* What you should do
Give the number of lines in these entries that contain the string "switch", with no further comment.
Start of Raw data
PR #172, opened 2018-04-26
Test toml configuration files

feclare:
Added tests to each microservice in cmd that verify that the toml files in res/ can be parsed.

I modified how a profile is mapped to a config file, but generate the same files for the empty and docker profiles.


pkg/config/config.go
```diff
@@ -18,49 +18,47 @@
...
 }
 
 func determineConfigFile(profile string) string {
-	switch profile {
-	case "docker":
-		return configDocker
-	case "unit-test":
-		return configUnitTest
-	default:
+	if profile == "" {
```
tsconn23: This causes a bug. By default, the value of profile is "default" -- thus the switch case from the previous version. As this code is written, when the services start the following error is thrown by "make run":

ERROR: 2018/04/26 10:33:47 could not load configuration file (./res/configuration-default.toml): open ./res/configuration-default.toml: no such file or directory

tsconn23:
Is there possibly some other way to organize the tests such that we don't require an additional file at the root of each service? It's clean to just have the main.go in the cmd/<service_name> directory.

feclare:
Maybe I can move the test to cmd/toml_test.go and test all configuration files from there. Do you like it best?

pkg/config/config.go
feclare: I can think of two different solutions:
 - test also for the string "default"
 - we can set the default profile to the empty string.

I prefer the second option as there is no 'magic' strings, just the default go value for a string. But I'm ok with both.

feclare:
Go doesn't like having a directory with tests and no go code, so having the test in cmd is not an option.

pkg/config/config.go
tsconn23: Either is fine. In doing the former, you don't have to change the flags logic in the main.go of all the services. If the latter, then you do have to change it. It depends on your preference for limiting the scope of change in this PR.

tsconn23: Ah, I see you already decided to do the latter ;-)

tsconn23:
@feclare Have a look at resolving the conflicts and then I'll do another review/merge.

pkg/config/config.go
feclare: Yes, I like it best. But I can change to to "default" if you think it is better.

feclare:
Fixed the conflicts.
End of Raw data
* Output
2